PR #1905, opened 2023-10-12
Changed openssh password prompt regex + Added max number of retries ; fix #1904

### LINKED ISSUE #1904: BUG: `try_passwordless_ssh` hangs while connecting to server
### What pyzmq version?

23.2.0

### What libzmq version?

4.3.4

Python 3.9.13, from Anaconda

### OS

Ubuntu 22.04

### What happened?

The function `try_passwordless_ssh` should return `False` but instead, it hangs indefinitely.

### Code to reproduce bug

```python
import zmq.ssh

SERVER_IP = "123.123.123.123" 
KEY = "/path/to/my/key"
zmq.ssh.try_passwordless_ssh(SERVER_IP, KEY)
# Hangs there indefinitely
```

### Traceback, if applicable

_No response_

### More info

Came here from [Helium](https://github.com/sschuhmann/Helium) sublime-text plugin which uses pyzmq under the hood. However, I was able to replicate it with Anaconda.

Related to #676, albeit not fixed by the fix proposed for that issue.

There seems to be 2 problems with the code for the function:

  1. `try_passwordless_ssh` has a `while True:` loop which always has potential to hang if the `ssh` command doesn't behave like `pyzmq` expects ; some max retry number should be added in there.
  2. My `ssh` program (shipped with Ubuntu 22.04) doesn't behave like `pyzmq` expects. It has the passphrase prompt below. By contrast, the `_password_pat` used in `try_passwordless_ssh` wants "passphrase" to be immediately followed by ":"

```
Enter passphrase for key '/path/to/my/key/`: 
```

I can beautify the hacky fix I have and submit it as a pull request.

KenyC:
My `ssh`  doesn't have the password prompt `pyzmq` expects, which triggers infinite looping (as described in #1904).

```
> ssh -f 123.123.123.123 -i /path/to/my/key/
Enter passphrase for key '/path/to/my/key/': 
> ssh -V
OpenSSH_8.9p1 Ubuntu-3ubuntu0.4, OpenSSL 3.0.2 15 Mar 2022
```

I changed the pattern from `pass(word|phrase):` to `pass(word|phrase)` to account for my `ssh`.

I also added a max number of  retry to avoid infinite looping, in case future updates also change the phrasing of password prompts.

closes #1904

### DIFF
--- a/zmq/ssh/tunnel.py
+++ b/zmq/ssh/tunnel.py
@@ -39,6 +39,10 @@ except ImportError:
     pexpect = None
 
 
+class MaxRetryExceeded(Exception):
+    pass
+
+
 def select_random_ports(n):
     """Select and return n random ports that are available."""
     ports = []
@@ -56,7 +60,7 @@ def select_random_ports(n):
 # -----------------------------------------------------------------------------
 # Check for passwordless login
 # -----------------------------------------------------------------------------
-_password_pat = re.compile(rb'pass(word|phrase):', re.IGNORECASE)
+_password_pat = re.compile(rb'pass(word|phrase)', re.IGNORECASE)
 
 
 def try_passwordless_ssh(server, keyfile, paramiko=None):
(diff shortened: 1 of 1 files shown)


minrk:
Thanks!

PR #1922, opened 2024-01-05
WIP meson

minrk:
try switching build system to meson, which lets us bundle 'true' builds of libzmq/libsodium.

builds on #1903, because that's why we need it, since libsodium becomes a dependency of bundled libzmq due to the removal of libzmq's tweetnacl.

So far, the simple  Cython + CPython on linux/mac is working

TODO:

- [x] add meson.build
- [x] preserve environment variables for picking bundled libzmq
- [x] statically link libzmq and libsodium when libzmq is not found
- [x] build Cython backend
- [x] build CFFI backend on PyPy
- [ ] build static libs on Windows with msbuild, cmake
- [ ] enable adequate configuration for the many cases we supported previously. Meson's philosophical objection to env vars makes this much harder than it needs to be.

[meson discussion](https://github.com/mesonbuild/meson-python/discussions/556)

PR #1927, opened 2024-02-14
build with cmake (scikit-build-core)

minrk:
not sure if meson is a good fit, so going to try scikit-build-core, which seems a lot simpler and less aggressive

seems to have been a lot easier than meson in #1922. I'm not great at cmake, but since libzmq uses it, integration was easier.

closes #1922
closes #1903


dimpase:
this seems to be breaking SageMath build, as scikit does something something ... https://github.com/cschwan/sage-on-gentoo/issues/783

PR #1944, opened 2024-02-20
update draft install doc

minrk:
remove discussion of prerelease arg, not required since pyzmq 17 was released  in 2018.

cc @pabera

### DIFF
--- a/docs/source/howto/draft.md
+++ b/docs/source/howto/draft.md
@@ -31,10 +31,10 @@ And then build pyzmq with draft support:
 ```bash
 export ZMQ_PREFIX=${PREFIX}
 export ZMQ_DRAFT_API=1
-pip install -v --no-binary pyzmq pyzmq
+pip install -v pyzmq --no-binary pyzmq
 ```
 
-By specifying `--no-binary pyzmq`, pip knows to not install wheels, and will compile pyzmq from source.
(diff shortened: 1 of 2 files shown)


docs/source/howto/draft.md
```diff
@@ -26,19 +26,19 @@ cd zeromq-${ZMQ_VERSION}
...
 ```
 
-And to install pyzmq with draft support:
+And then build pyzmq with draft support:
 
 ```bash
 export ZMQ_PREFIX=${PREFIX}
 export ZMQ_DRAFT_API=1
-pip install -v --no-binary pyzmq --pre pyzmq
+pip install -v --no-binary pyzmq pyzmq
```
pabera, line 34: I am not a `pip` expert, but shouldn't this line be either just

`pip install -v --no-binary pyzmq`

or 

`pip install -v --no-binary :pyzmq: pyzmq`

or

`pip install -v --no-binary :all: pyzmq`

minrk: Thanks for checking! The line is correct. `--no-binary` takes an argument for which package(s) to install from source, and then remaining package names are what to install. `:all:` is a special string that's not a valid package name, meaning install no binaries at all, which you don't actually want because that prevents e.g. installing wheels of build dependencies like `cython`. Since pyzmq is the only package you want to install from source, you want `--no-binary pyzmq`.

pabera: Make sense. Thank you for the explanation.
# # # # #
Print every line you see above, exactly as written.

PR #1905, opened 2023-10-12
Changed openssh password prompt regex + Added max number of retries ; fix #1904

### LINKED ISSUE #1904: BUG: `try_passwordless_ssh` hangs while connecting to server
### What pyzmq version?

23.2.0

### What libzmq version?

4.3.4

Python 3.9.13, from Anaconda

### OS

Ubuntu 22.04

### What happened?

The function `try_passwordless_ssh` should return `False` but instead, it hangs indefinitely.

### Code to reproduce bug

```python
import zmq.ssh

SERVER_IP = "123.123.123.123" 
KEY = "/path/to/my/key"
zmq.ssh.try_passwordless_ssh(SERVER_IP, KEY)
# Hangs there indefinitely
```

### Traceback, if applicable

_No response_

### More info

Came here from [Helium](https://github.com/sschuhmann/Helium) sublime-text plugin which uses pyzmq under the hood. However, I was able to replicate it with Anaconda.

Related to #676, albeit not fixed by the fix proposed for that issue.

There seems to be 2 problems with the code for the function:

  1. `try_passwordless_ssh` has a `while True:` loop which always has potential to hang if the `ssh` command doesn't behave like `pyzmq` expects ; some max retry number should be added in there.
  2. My `ssh` program (shipped with Ubuntu 22.04) doesn't behave like `pyzmq` expects. It has the passphrase prompt below. By contrast, the `_password_pat` used in `try_passwordless_ssh` wants "passphrase" to be immediately followed by ":"

```
Enter passphrase for key '/path/to/my/key/`: 
```

I can beautify the hacky fix I have and submit it as a pull request.

KenyC:
My `ssh`  doesn't have the password prompt `pyzmq` expects, which triggers infinite looping (as described in #1904).

```
> ssh -f 123.123.123.123 -i /path/to/my/key/
Enter passphrase for key '/path/to/my/key/': 
> ssh -V
OpenSSH_8.9p1 Ubuntu-3ubuntu0.4, OpenSSL 3.0.2 15 Mar 2022
```

I changed the pattern from `pass(word|phrase):` to `pass(word|phrase)` to account for my `ssh`.

I also added a max number of  retry to avoid infinite looping, in case future updates also change the phrasing of password prompts.

closes #1904

### DIFF
--- a/zmq/ssh/tunnel.py
+++ b/zmq/ssh/tunnel.py
@@ -39,6 +39,10 @@ except ImportError:
     pexpect = None
 
 
+class MaxRetryExceeded(Exception):
+    pass
+
+
 def select_random_ports(n):
     """Select and return n random ports that are available."""
     ports = []
@@ -56,7 +60,7 @@ def select_random_ports(n):
 # -----------------------------------------------------------------------------
 # Check for passwordless login
 # -----------------------------------------------------------------------------
-_password_pat = re.compile(rb'pass(word|phrase):', re.IGNORECASE)
+_password_pat = re.compile(rb'pass(word|phrase)', re.IGNORECASE)
 
 
 def try_passwordless_ssh(server, keyfile, paramiko=None):
(diff shortened: 1 of 1 files shown)


minrk:
Thanks!

PR #1922, opened 2024-01-05
WIP meson

minrk:
try switching build system to meson, which lets us bundle 'true' builds of libzmq/libsodium.

builds on #1903, because that's why we need it, since libsodium becomes a dependency of bundled libzmq due to the removal of libzmq's tweetnacl.

So far, the simple  Cython + CPython on linux/mac is working

TODO:

- [x] add meson.build
- [x] preserve environment variables for picking bundled libzmq
- [x] statically link libzmq and libsodium when libzmq is not found
- [x] build Cython backend
- [x] build CFFI backend on PyPy
- [ ] build static libs on Windows with msbuild, cmake
- [ ] enable adequate configuration for the many cases we supported previously. Meson's philosophical objection to env vars makes this much harder than it needs to be.

[meson discussion](https://github.com/mesonbuild/meson-python/discussions/556)

PR #1927, opened 2024-02-14
build with cmake (scikit-build-core)

minrk:
not sure if meson is a good fit, so going to try scikit-build-core, which seems a lot simpler and less aggressive

seems to have been a lot easier than meson in #1922. I'm not great at cmake, but since libzmq uses it, integration was easier.

closes #1922
closes #1903


dimpase:
this seems to be breaking SageMath build, as scikit does something something ... https://github.com/cschwan/sage-on-gentoo/issues/783

PR #1944, opened 2024-02-20
update draft install doc

minrk:
remove discussion of prerelease arg, not required since pyzmq 17 was released  in 2018.

cc @pabera

### DIFF
--- a/docs/source/howto/draft.md
+++ b/docs/source/howto/draft.md
@@ -31,10 +31,10 @@ And then build pyzmq with draft support:
 ```bash
 export ZMQ_PREFIX=${PREFIX}
 export ZMQ_DRAFT_API=1
-pip install -v --no-binary pyzmq pyzmq
+pip install -v pyzmq --no-binary pyzmq
 ```
 
-By specifying `--no-binary pyzmq`, pip knows to not install wheels, and will compile pyzmq from source.
(diff shortened: 1 of 2 files shown)


docs/source/howto/draft.md
```diff
@@ -26,19 +26,19 @@ cd zeromq-${ZMQ_VERSION}
...
 ```
 
-And to install pyzmq with draft support:
+And then build pyzmq with draft support:
 
 ```bash
 export ZMQ_PREFIX=${PREFIX}
 export ZMQ_DRAFT_API=1
-pip install -v --no-binary pyzmq --pre pyzmq
+pip install -v --no-binary pyzmq pyzmq
```
pabera, line 34: I am not a `pip` expert, but shouldn't this line be either just

`pip install -v --no-binary pyzmq`

or 

`pip install -v --no-binary :pyzmq: pyzmq`

or

`pip install -v --no-binary :all: pyzmq`

minrk: Thanks for checking! The line is correct. `--no-binary` takes an argument for which package(s) to install from source, and then remaining package names are what to install. `:all:` is a special string that's not a valid package name, meaning install no binaries at all, which you don't actually want because that prevents e.g. installing wheels of build dependencies like `cython`. Since pyzmq is the only package you want to install from source, you want `--no-binary pyzmq`.

pabera: Make sense. Thank you for the explanation.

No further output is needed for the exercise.